Les couleurs sont là avant les objets, parfois après, cela dépend de la lumière. Le blanc du mur, le blanc qui n’est jamais blanc, le blanc sali par le jour, le blanc fatigué du soir. Le noir profond, le noir mat, le noir brillant, le noir qui absorbe, le noir qui renvoie, le noir qui fait silence. Le noir en réserve. Le rouge vif, le rouge sombre, le rouge qui saigne, le rouge qui chauffe, le rouge des panneaux, le rouge des bouches, le rouge qu’on ne regarde pas longtemps. Le rouge attire l’œil, puis l’œil se défend. Le bleu clair, le bleu foncé, le bleu du ciel quand il n’y a rien à dire, le bleu de la mer quand on insiste. Le bleu calme, le bleu inquiète aussi. Le jaune lumineux, le jaune pâle, le jaune presque malade, le jaune qui crie, le jaune qui avertit. Le jaune existe pour être vu. Le vert tendre, le vert sombre, le vert des plantes vivantes, le vert des plantes en plastique, la différence est visible mais pas toujours. Le vert repose, le vert ment un peu. L’orange chaud, l’orange industriel, l’orange des gilets, l’orange qu’on ne peut pas ignorer. Le violet profond, le violet religieux, le violet chimique, le violet rare. Le gris clair, le gris foncé, le gris hésitant du ciel. Le marron de la terre, le marron du bois, le marron qui ne demande rien. Les couleurs se mélangent, se salissent, se corrigent. Elles travaillent sans bruit. Elles continuent, elles sont la couleur de nos yeux.

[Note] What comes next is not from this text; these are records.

Issue #536, opened 2018-02-02
import_path option not working as intended


shynie:
This option doesn't work the same way it does with protoc-gen-go. The latter has option `M` that allows us to associate a set of *.proto files with package given in import_path, so all of the generated *.go files will have the same package name.

>Mfoo/bar.proto=quux/shme - declares that foo/bar.proto is associated with Go package quux/shme. This is subject to the import_prefix parameter.

protoc-gen-grpc-gateway should support that option too. Now importh_path only changes the path but doesn't affect package names.

achew22:
@shynie, thanks for the bug report!

Unfortunately, I'm not at all familiar with the argument you're attempting to use. Do you think you could point to some documentation that has more information? Additionally it would be extremely helpful if you could write a test that demonstrates this failure. With that it will be a lot easier to figure out what next steps should be.

PR #507, opened 2017-12-20
Add support for --Import_path

achew22:
Fixes #443

PR #537, opened 2018-02-04
Use importPath to set package name rather than package path.

rwlincoln:
In #536 @shynie correctly observes that the `import_path` flag was not implemented correctly in #507. Although it is called `import_path`, in `golang/protobuf` the flag is used to set the package identity name.

> import_path=foo/bar - used as the package if no input files declare go_package. If it contains slashes, everything up to the rightmost slash is ignored.

Currently it is used to set the package path:

https://github.com/grpc-ecosystem/grpc-gateway/blob/6658b3a4fd7017117532b54b5c6bf2fd2207ffc2/protoc-gen-grpc-gateway/descriptor/registry.go#L251

This PR moves the use of the `importPath` field to the `packageIdentityName` function.

Note that eventually the "Want to support" section of the README should be updated:

https://github.com/grpc-ecosystem/grpc-gateway/blob/6658b3a4fd7017117532b54b5c6bf2fd2207ffc2/README.md#want-to-support

### DIFF
--- a/protoc-gen-grpc-gateway/descriptor/registry.go
+++ b/protoc-gen-grpc-gateway/descriptor/registry.go
@@ -301,12 +301,6 @@ func (r *Registry) defaultGoPackageName(f *descriptor.FileDescriptorProto) strin
 // protoc-gen-grpc-gateway rejects CodeGenerationRequests which contains more than one packages
 // as protoc-gen-go does.
 func (r *Registry) packageIdentityName(f *descriptor.FileDescriptorProto) string {
-	if p := r.importPath; len(p) != 0 {
-		if i := strings.LastIndex(p, "/"); i >= 0 {
-			p = p[i+1:]
-		}
-		return p
-	}
 	if f.Options != nil && f.Options.GoPackage != nil {
 		gopkg := f.Options.GetGoPackage()
 		idx := strings.LastIndex(gopkg, "/")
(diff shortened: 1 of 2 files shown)


achew22:
Does this PR mean that importPath should be working as expected? Could you add a test by modifying the makefile to invoke protoc with this parameter set to a value you know to work and output to a different directory so we could have a more e2e test?

rwlincoln:
This PR makes `import_path` work in the same way that it does in `golang/protobuf`.

> Could you add a test by modifying the makefile to invoke protoc with this parameter set to a value you know to work and output to a different directory so we could have a more e2e test?

Unfortunately, all of the example `.proto` files include the `go_package` option. `import_path` is only used "as the package if no input files declare go_package". I will try to add some tests to `descriptor/registry_test.go`.

rwlincoln:
I have added tests for the `SetImportPath` method on the `registry` type. They test:

- that `importPath` is only used as the package if no input files declare `go_package` and
- if `importPath` contains slashes, everything up to the rightmost slash is ignored.

This is in accordance with the documentation:

https://github.com/grpc-ecosystem/grpc-gateway/blob/0a810034e45df6b5a119b0cd3a56150c459e3f9a/protoc-gen-grpc-gateway/descriptor/registry.go#L218

achew22:
Looking through this and some other documentation on import paths, I think this is the right way to do it but I wouldn't be surprised if someone came along and said "this totally breaks my use case" when we merge. If something goes when this is merged, do you mind if I @mention you in the issue and see if we can find a good resolution for everyone?

PR #541, opened 2018-02-07
Omit well-known type definitions from swagger output

alexleigh:
In #496 the swagger output was improved by adding support for more well-known types to the `wktSchemas` map. However, these types are not added to a parallel list of cases in `renderMessagesAsDefinition`, causing the swagger output to contain type definitions for types that will never be emitted by the schema generator. This change fixes the issue by omitting these well-known types from the generated swagger schemas.


achew22:
@alexleigh Do you think you could add an example proto in `examples/examplepb` that exhibits this new behavior (and modify the makefile to have it be built automatically?)

achew22:
@alexleigh, Looks great to me! Thanks so much for your contribution :smile:. I look forward to working more with you in the future!

PR #1246, opened 2026-02-11
[Feature] VLM YOLO Image

TomaszTB:


ihmc-perception/src/main/java/us/ihmc/perception/detections/PersistentDetection.java
```diff
@@ -302,4 +302,23 @@ public ReferenceFrame getFilteredDetectionFrame()
    {
       return filteredDetectionFrame.getReferenceFrame();
    }
+
+   private static class IdProvider
```
calvertdw, line 306: whaattt, why can't you use an AtomicInt getAndIncrement and have it monotonically increasing?

TomaszTB: I'm worried the IDs will become quite long after a while of running the robot, and the images we send to the VLM will be polluted with numbers. Just seems better to have single digit IDs for the VLM

calvertdw (approved):

LuigiPenco93 (approved):

PR #1260, opened 2026-02-18
Re-enable behavior tree logging.

calvertdw:


ihmc-interfaces/src/main/messages/ihmc_interfaces/behavior_msgs/msg/BehaviorTreeYoDataMessage.msg
```diff
@@ -0,0 +1,42 @@
...
+uint8 number_of_persistent_detections
+
+uint8 number_of_scene_objects
+
+float32[3] scene_object_x
+float32[3] scene_object_y
+float32[3] scene_object_z
+float32[3] scene_object_yaw
+float32[3] scene_object_pitch
+float32[3] scene_object_roll
```
TomaszTB: Why not use a `geometry_msgs/Pose` message?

Les odeurs arrivent sans prévenir, passent par le nez, entrent dans la tête, restent plus longtemps que prévu. L’odeur du café chaud, l’odeur du café froid, l’odeur du café oublié sur la plaque. L’odeur du pain frais, l’odeur du pain grillé, l’odeur du pain trop cuit, presque brûlé, mais encore mangeable. L’odeur de la pluie sur l’asphalte, l’odeur de la terre mouillée, l’odeur de la terre qui a soif. L’odeur de l’herbe coupée, l’odeur verte, l’odeur nette, l’odeur qui dit que quelque chose a été fait. L’odeur des arbres, différente selon les arbres, même si on ne sait pas toujours dire comment. L’odeur du corps, l’odeur propre, l’odeur sale, l’odeur qui revient toujours, même après l’eau et le savon. L’odeur du savon justement, le savon neutre, le savon parfumé, le savon qui promet plus qu’il ne tient. L’odeur du parfum, l’odeur légère, l’odeur trop présente, l’odeur qui marche avant la personne. L’odeur de la cuisine en train de se faire, l’odeur de l’oignon, de l’ail qui colle à la peau, l’odeur qui pique les yeux avant de nourrir. L’odeur du sucre chaud, l’odeur du lait, l’odeur qui rassure sans raison. L’odeur de la poussière, l’odeur des vieux livres, l’odeur du papier, l’odeur du temps stocké. L’odeur du métal, l’odeur de la rouille, l’odeur savante. Les odeurs ne se rangent pas, elles reviennent quand elles veulent. Elles annoncent des images qu’on n’avait pas demandées. Elles travaillent en arrière-plan, en odeur de sainteté.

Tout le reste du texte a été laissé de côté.